# Single pin sights?



## Crunch (Nov 28, 2002)

Does anyone use a single pin sight? I'm currently using a 5 pin, but I like the idea of having 1 pin centerred in the sight housing. Seems like it would be a more
"natural" setup. I would think for indoors and hunting 20-30 yd shots it would be great

crunch


----------



## blademan (May 8, 2005)

I do, 1 pin set for 25yds. Good for about 12 to 32 yards with my set up. If they are closer just hold the pin a little lower. A lot less sight confusion when your hunting I think.


----------



## Crunch (Nov 28, 2002)

In order to give it a try I'm thinking of moving 4 of the 5 pins out of the way and setting one pin in the center of the sight housing. Then I'll move the whole housing, ie gang adjusting, for 20 yds, leaving me with one pin centered in the circular sight housing set for 20 yds.


----------



## araz2114 (Jan 13, 2003)

Hey Crunch, I use 2 pins. Near and Far. Near is 15 yards and far is 30 yards. They work for damn near everything you will need when hunting.


----------



## cath8r (Jan 17, 2003)

I used 1 pin before and had my best season ever that year. Had a fast set-up and had the pin set for 25 yards or something. It worked great. When you have it you have to come up with a system for aiming at deer though and you have to learn the trajectory with that one pin cold. Under 20 yards I hold low on the heart and out to 35 I would hold gradually higher and 35 would be a high lung shot hold. Only missed a couple deer but I killed 9 that year between Ont and UP of MI.


----------



## Crunch (Nov 28, 2002)

cath8r,

Holy smokes! 9 deer in 1 season. I think I'm going to try it. If It doesn't work out no harm done.

Thanks guys.


----------



## cath8r (Jan 17, 2003)

If your going to get one, If I were to do it again, I would use one of those single pins that adjust for yardage. If your hunting and oine is going to pose for you at 45 yards in an open field it would be nice to dial the sight in and let him have it as opposed to holding high. Good luck with it man! I used the Impact archery sliding sight with something like 6' of fibre optic in the lens housing. I could see that pin at all times in any light condition. Its still in the Lancaster book last time i checked.


----------



## Crunch (Nov 28, 2002)

Thanks cath8r, I'm going to use my current sight,which has 5 pins, as a single pin for awhile. If i like it I'll consider a new moveable one.


----------



## Archer Dude (Mar 16, 2008)

Use a crosshair on a slider sight.

The crosshairs will ghost in over the target animal and you don't have to focus on a dot. 

With the horizontal and vertical lines it is quick and easy to line up your shot center mass vertical and horizontal above the arm pit.

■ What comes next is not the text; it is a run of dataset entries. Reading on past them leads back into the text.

PR #1632, opened 2015-06-15
Update windows_cmd with all the parameters it consumes

kirilstrax:


kirilstrax:
Duplicate pull request (received timeout on previous one, so thought it never came through)

Issue #1646, opened 2015-06-17
Environment variables are confusing in python actions and shell actions. 


lakshmi-kannan:
Shell actions like core.local and core.remote run as system_user whereas python actions run as user as which st2 processes run. So setting environment variables needs to happen for different users for different actions. We need a less confusing way. Perhaps some documentation around this. 

Reported by:  @skarmark on freenode.

Kami:
To clarify some things (things also need to be clarified in the docs):

By default, st2actionrunner should also run under system_user (`stanley`) and as such, the result should be the same, unless user wants to run a local runner action under a different user or use sudo to run it as a root.

In this case, we will use `sudo` and the result will depend on the sudo settings (e.g. should environment variables be preserved or not).

Kami:
Edit: Actually, I just had a look - we use `sudo -E`, but user still needs to put `setenv` option in the sudoers file otherwise environment won't be preserved and -E wont have an affect.

Kami:
To clarify my comment and question on IRC - that's how it works right now as long as you correctly run st2actionrunner under stanley (system) user.

If you want to use a custom (non stanley / system) user, you need give him paswordless sudo access if you want to run local runner actions as a different user and as a root. In addition to that, you also need to make sure `SETENV` sudoers option is set for that user - otherwise environment variables would be preserved when running action as a different / root user.

Kami:
@skarmark Please let me know if my comment above and documentation updates make it more clear and resolve this issue.

lakshmi-kannan:
@skarmark ping! can you answer kami's question?

skarmark:
Yes, it is clear. Sorry about the delay!  Somehow missed the update on this thread.

Kami:
Thanks for letting us know.

Closing this issue.

PR #1648, opened 2015-06-18
Document SETENV sudo requirement for system (stanley) user

Kami:
If `SETENV` option is not set and user runs local runner action under a different user, environment variables which are specified as parameter or available to the system user won't be available to the action since sudo will clean the environment variables.

This pull request "fixes" that by documenting that `SETENV` sudoers option needs to be set system user.

Related to #1646


Kami:
I've added integration test case for it (2ab3283f497ed5e656c4036b35319ce9a6690544), but I also need to make sure `SETENV` option is set in the sudoers file on the build server otherwise the tests will fail.

Note (@lakshmi-kannan @manasdk @m4dcoder et al): Same goes for everyone running integration tests locally) - you need `setenv` option in the sudoers file otherwise integration tests will fail. Fee changes for an example - also make sure to use `visudo` if you are editing the sudoers file manually so you don't bork it.

PR #1649, opened 2015-06-18
Graceful API WSGI server shutdown

Kami:
This pull request implements graceful API WSGI server shutdown. On shutdown (or CTRL-C / SIGINT signal), we stop receiving new requests and give existing active requests some time to shut down (2 seconds by default) before we kill requests which still didn't finish.

This is needed since we support long-running requests (stream endpoint). Previously, if there was an active long-running request, it would block API server from gracefully shutting down and we would need to send `SIGTERM` to the server to kill it.

This is also important and will be utilized when we support requests draining and zero-impact and zero-downtime (rolling) upgrades / restarts.

Note: This is something @enykeev were passively trying to figure out in the past.


dzimine:
Nice.

PR #1650, opened 2015-06-18
Support for secret masking in the API responses, admin role

Kami:
This pull request includes support for masking secrets (action parameters with attribute `secret` set to `True`) in the API responses. Secrets are masked by default, but this setting can be tweaked (for debugging purposes) inside a config.

In addition to that, it also adds support for an administrator ("admin") role. User which has that role can see real (unmasked values) of the secret parameter by passing `?mask_secrets=false` query parameter to the API endpoint.

Currently, administrator users can be defined inside the config (a list of usernames), but once we implement RBAC, this mapping will be stored elsewhere (in the database). On a related note - this pull request also includes some basic framework / functionality which will be re-used / built upon in the RBAC change.

## Other changes

* Allow users to disable secrets masking in the logs by setting the configuration option

## TODO

* [x] Mask parameters in the actiontrigger


Kami:
I haven't added any documentations on how the admin role works and how to configure it yet, because if I understood it correctly, we won't ship next release before RBAC (not just secret masking) is done.

@dzimine Can you please confirm that? If we want to do release earlier (before full RBAC is done), I'm fine with that. The code is fully functioning, and we can also add a migration for admin users (read the config, write it to the DB, ...).

dzimine:
> @dzimine Can you please confirm that?
Confirmed, fine to delay docs.

st2api/st2api/controllers/resource.py
```diff
@@ -129,7 +132,14 @@ def _get_all(self, exclude_fields=None, **kwargs):
             pecan.response.headers['X-Limit'] = str(limit)
         pecan.response.headers['X-Total-Count'] = str(instances.count())
 
-        return [self.model.from_model(instance) for instance in instances[offset:eop]]
+        from_model_kwargs = self._get_from_model_kwargs_for_request(request=pecan.request)
+
+        result = []
+        for instance in instances[offset:eop]:
+            item = self.model.from_model(instance, **from_model_kwargs)
```
lakshmi-kannan: You probably need a try catch around this.

st2api/st2api/controllers/v1/actionexecutions.py
```diff
@@ -71,6 +73,20 @@ class ActionExecutionsControllerMixin(RestController):
...
     ]
 
+    def _get_from_model_kwargs_for_request(self, request):
+        from_model_kwargs = {'mask_secrets': cfg.CONF.api.mask_secrets}
+        query_string = request.query_string
+        query_params = dict(urlparse.parse_qsl(query_string))
+
+        show_secrets = query_params.get('show_secrets', 'false')
+        show_secrets = show_secrets.lower()
+        show_secrets = show_secrets == 'true'
```
lakshmi-kannan: You could define true as a constant in this file. :P

st2api/st2api/controllers/v1/actionexecutions.py
```diff
@@ -71,6 +73,20 @@ class ActionExecutionsControllerMixin(RestController):
...
+
+        if show_secrets and request_user_is_admin(request=request):
+            from_model_kwargs['mask_secrets'] = False
```
lakshmi-kannan: So if a non-admin user asks for unmasked secrets, should be actually fail the request with BAD_REQUEST?

st2api/st2api/controllers/v1/actionexecutions.py
```diff
@@ -129,11 +146,14 @@ def _get_children(self, id_, depth=-1, result_fmt=None):
         # make sure depth is int. Url encoding will make it a string and needs to
         # be converted back in that case.
         depth = int(depth)
+        from_model_kwargs = self._get_from_model_kwargs_for_request(request=pecan.request)
         LOG.debug('retrieving children for id: %s with depth: %s', id_, depth)
         descendants = execution_service.get_descendants(actionexecution_id=id_,
                                                         descendant_depth=depth,
                                                         result_fmt=result_fmt)
-        return [self.model.from_model(descendant) for descendant in descendants]
```
lakshmi-kannan: Why were none of these calls wrapped in a try catch? from_model can throw, right?

st2api/st2api/listener.py
```diff
@@ -78,10 +78,12 @@ def get_consumers(self, consumer, channel):
...
     def processor(self, model):
         def process(body, message):
+            from_model_kwargs = {'mask_secrets': cfg.CONF.api.mask_secrets}
             meta = message.delivery_info
-            event_name = "%s__%s" % (meta.get('exchange'), meta.get('routing_key'))
+            event_name = '%s__%s' % (meta.get('exchange'), meta.get('routing_key'))
+
             try:
-                self.emit(event_name, model.from_model(body))
+                self.emit(event_name, model.from_model(body, **from_model_kwargs))
```
lakshmi-kannan: Why can't you just pass mask_secrets=cfg.CONF.api.mask_secrets directly?

st2common/st2common/constants/rbac.py
```diff
@@ -0,0 +1,25 @@
...
+# limitations under the License.
+
+__all__ = [
+    'SystemRole'
+]
+
+
+class SystemRole(object):
+    """
+    Enum class representing names of the system roled which can't be changed or deleted.
```
lakshmi-kannan: I did not know this is how python does enums :P.

st2common/st2common/hooks.py
```diff
@@ -100,7 +101,22 @@ def before(self, state):
...
             return
 
-        state.request.context['token'] = self._validate_token(request=state.request)
+        token_db = self._validate_token(request=state.request)
+
+        try:
+            user_db = User.get(token_db.user)
+        except ValueError:
+            # User doesn't exist - we should probably also invalidate token if
+            # this happen
```
lakshmi-kannan: Nit: happens

lakshmi-kannan:
You could add mask_secrets=False options in dev.conf so if we are testing this feature, it's easy.

st2api/st2api/controllers/resource.py
lakshmi-kannan: EDIT: I see the original code didn't do this. So you can do this in another PR.

st2api/st2api/controllers/resource.py
```diff
@@ -187,6 +198,16 @@ def _get_by_name(self, resource_name):
...
 
+    def _get_from_model_kwargs_for_request(self, request):
+        """
+        Retrieve kwargs which are passed to "LiveActionAPI.model" method.
+
+        :param request: Pecan request object.
+
+        :rtype: ``dict``
+        """
+        return self.from_model_kwargs
```
lakshmi-kannan: I am actually confused with this method. It takes in `request` argument but does nothing with it :P. Can you use abc and declare it an abstract method and have a pass implementation here? I also see that you set the from_model_kwargs in executions controller but it's kind of confusing. What you want is a default kwargs defined for the controller and then some kv pairs you get from requests. This method should return a fully formed dict from these two dicts.

st2common/st2common/config.py
```diff
@@ -62,7 +62,9 @@ def register_opts(ignore_errors=False):
 
     system_opts = [
         cfg.StrOpt('base_path', default='/opt/stackstorm',
-                   help='Base path to all st2 artifacts.')
+                   help='Base path to all st2 artifacts.'),
+        cfg.ListOpt('admin_users', default=None,
```
lakshmi-kannan: Should the default value be None?

st2api/st2api/controllers/resource.py
Kami: This is a base implementation so it doesn't necessary need to do anything with the `request` argument.

First I went with the approach you have described in the executions controller, but later on, I moved `from_model_kwargs` from class attribute to inline so it's a bit more efficient.

st2api/st2api/controllers/v1/actionexecutions.py
Kami: We could, but I decided to ignore it right now since we don't really have established consistent patterns for handling API errors just yet.

In a lot of places we just silently consume additional arguments and don't do anything with / about them (it mostly happens because some controllers abuse `**kwargs`).

st2api/st2api/controllers/resource.py
Kami: Yeah, it's really just a question of semantics - which layer should throw, which one should consume exception, which one should format them for the response...

st2api/st2api/controllers/v1/actionexecutions.py
Kami: It can, a lot of methods we call in the API handlers can (and sometimes do throw) and we do nothing about it.

I'm not saying that's good, I'm just saying we first need to decide on a consistent way of handling exception in the API.

st2common/st2common/config.py
Kami: Good catch - defaulting to an empty list here would actually be fine since we don't mutate it later.

st2api/st2api/controllers/v1/actionexecutions.py
Kami: True.

st2api/st2api/listener.py
Kami: Consistency with other API controller code, but no other reason beyond that :P

Kami:
> You could add mask_secrets=False options in dev.conf so if we are testing this feature, it's easy.

Done in a9919ba195d2248840f868be6409949d49d510f4.

If you want to test it, you can turn the auth on, turn the secret masking on and use the `testu` user which is specified as an admin in the dev environment.

st2common/st2common/config.py
Kami: Done - 16af8c31ac05fb8a7f4eab317a8d775c93da12cf.

PR #1656, opened 2015-06-22
Add "--debug" CLI flag to all the services, refactor duplicated common service setup / bootstrap code, refactor bad service coupling

Kami:
This pull requests adds a new "--debug" CLI flag to all the service entry points. When this flag is specified, log level for all the loggers is set to `DEBUG`.

This makes debugging easier since it means you can just start service with `--debug` flag and you don't need to make temporary edits to logging config. In the future, we can also enable / expose additional debugging functionality when this flag is present.

In addition to that, this pull request also gets rid of all the nasty and duplicated common service setup code (long awaited). It moves common setup code in a shared module and updates all the affected service. This centralized approach also makes it easier to add other common setup steps (e.g. register service in the service registry, etc.).


st2api/st2api/config.py
```diff
@@ -28,10 +28,23 @@
...
+def register_opts():
+    _register_common_opts()
+    _register_app_opts()
+
+
 def _register_common_opts():
     common_config.register_opts()
 
 
+def get_logging_config_path(service='api'):
```
lakshmi-kannan: The argument is not used. Why do we need it passed in? Same comment applies to other services.

lakshmi-kannan:
Nice PR! Changes look good to me.

st2api/st2api/config.py
Kami: The problem is that we don't have one `config.py` per service.

First I went with adding `get_logging_config_path` method to `config.py` module approach, but it broke down with the services in `st2actions/` module since those service doesn't have separate config (see https://github.com/StackStorm/st2/pull/1656/files#diff-32a22336e395c4f129c6b33e1c91545eR96 for details).

I would actually be OK with refactoring those services and also creating a config for resulttracker and notifier (move both in a package under st2action - st2actions/{notifier,result)tracker}/config.py. This approach is probably better anyway since it would make notifier and result tracker follow established and consistent patterns from other services.

WDYT?

lakshmi-kannan: Ahh. I understand now. Perhaps a better refactoring would be to move the notifier out of st2actions at some point. But yeah, having packages inside packages is fine. Not sure how this would affect packaging though. Gotta be careful not to break stuff. I'd do this in another PR just to be safe.

Kami: I decided to do the refactoring and move `resultstracker` and `notifier` in a package under `st2actions/`.

Eventually, we will probably want to do a bigger refactoring and move those to packages to the top level outside of `st2actions/`.

On a related note - during this refactoring, I also noticed some bad coupling between scheduler / re-scheduler - currently both actionrunner and notifier depend on it and use it.

When we are doing a bigger refactoring we should also fix this coupling.

Kami: Looking at the code, it should be easy to move rescheduler part from `st2actions/scheduler.py` to `st2actions/notifier/scheduler.py` where it belongs and fix the coupling.

Kami: Pushed scheduler and re-scheduler decoupling refactor in 602a8c2afa3e15499eb83553ca585560b4b522da.

Re-scheduler had no place to live in `st2actions/scheduler.py` since it was only used by the notifier code.

Code is now a lot more self-sustaining which means it should also be easier to do the bigger refactoring later on.

manasdk:
Great!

You can preset it at 15 or 20 or 25 or whatever seems appropriate for the specific spot you are hunting and then if necessary adjust it for a unique longer opportunity.

Best wishes.


----------



## Crunch (Nov 28, 2002)

Archer Dude,

That's an interesting looking sight. Who makes a sight with the crosshairs?

Thanks,


----------



## Archer Dude (Mar 16, 2008)

I bought several GWS (Game Warning Systems) crosshair scopes like you see in my picture and I use them on my HHA sliders and SureLoc Supremes.

You can still get them on GWS cheapest plastic slider sights on EBay for $19.98 buy it now but finding the scopes alone is getting more difficult. (search for GWS)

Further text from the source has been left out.